> To do
Number of lines below with the word "during": state it and write nothing more.

> Data for processing
PR #90, opened 2020-09-17
Add filtering of news items based on data providers

donni106:
In order to filter news items, there is a new filter dropdown of data providers in the header of the list on the index screen of news items. A selection re-queries the server with the selected data provider as query variable, to show a filtered list.

1 | 2
------------ | -------------
Simulator Screen Shot - iPhone 8 Plus - 2020-09-17 at 12 21 36 | Simulator Screen Shot - iPhone 8 Plus - 2020-09-17 at 12 21 37


donni106:
We still have the `IndexFilter`component in here, which we do not use. This needs to be removed.
Please add a removal commit @SoleCincis

src/components/ListHeader.js
```diff
@@ -11,12 +9,10 @@ export const ListHeader = ({ queryVariables, data, updateListData }) => {
...
     data.dataProviders &&
-    _sortBy(_uniq(data.dataProviders.map((item) => item.dataProvider.name)), (item) =>
-      item.toUpperCase()
-    ).map((dataProvider, index) => ({
+    data.dataProviders.map((dataProvider, index) => ({
       id: index + 1,
-      value: dataProvider,
-      selected: dataProvider === queryVariables.dataProvider
+      value: dataProvider.name,
+      selected: dataProvider.name === queryVariables.dataProvider
```
SoleCincis, line 15: This line is to be sure that selected dataProvider on the app matches one of the listed dataProviders in the queryVariables ?

donni106: this line sets `selected` to `true` or `false` depending on the `dataProvider.name` of the current step in the loop and the to that point selected data provider in query variables, which is the selected one from the dropdown.

**case 1:**
```
// current object in the loop
{
  "name": "OSF"
}

// queryVariables to that point
{
  "limit": 15,
  "dataProvider": "OSF"
}

// result from the map
{
  id: 1,
  value: "OSF",
  selected: true
}
```

**case 2:**
```
// current object in the loop
{
  "name": "rbb|24"
}

// queryVariables to that point
{
  "limit": 15,
  "dataProvider": "OSF"
}

// result from the map
{
  id: 2,
  value: "rbb|14",
  selected: false
}
```

src/components/ListHeader.js
```diff
@@ -16,18 +16,35 @@ export const ListHeader = ({ data }) => {
...
+  const selectedDropdownData = dropdownData.find((entry) => entry.selected);
+
+  // https://medium.com/swlh/prevent-useeffects-callback-firing-during-initial-render-the-armchair-critic-f71bc0e03536
+  const initialRender = useRef(true);
+
+  // influence list data when changing selected dropdown value
+  // call update of the list with the selected data provider
+  useEffect(() => {
+    if (initialRender.current) {
+      initialRender.current = false;
```
SoleCincis, line 36: in this way we are preventing the default initialRender when useEffect is triggered

src/components/ListHeader.js
```diff
@@ -16,18 +16,35 @@ export const ListHeader = ({ data }) => {
...
+    } else {
+      // do not pass the value, if the id is 0, because we do not want to use "- Alle -" inside of
+      // updateListData
+      updateListData(!!selectedDropdownData.id && selectedDropdownData.value);
```
SoleCincis, line 40: how do we make sure that id > 0 ?

SoleCincis (approved):

src/components/ListHeader.js
donni106: `selectedDropdownData.id` is 0, 1, 2, 3, ...
checking the boolean interpretation of a integer results in the following:

```
!!0 => false
!!1 => true
!!2 => true
!!3 => true
```

so we can say `!!selectedDropdownData.id && selectedDropdownData.value` to ensure, that it is passing just values where id > 0

src/components/ListHeader.js
donni106: yes, what we got from the link a few lines above: https://medium.com/swlh/prevent-useeffects-callback-firing-during-initial-render-the-armchair-critic-f71bc0e03536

> Finished task
2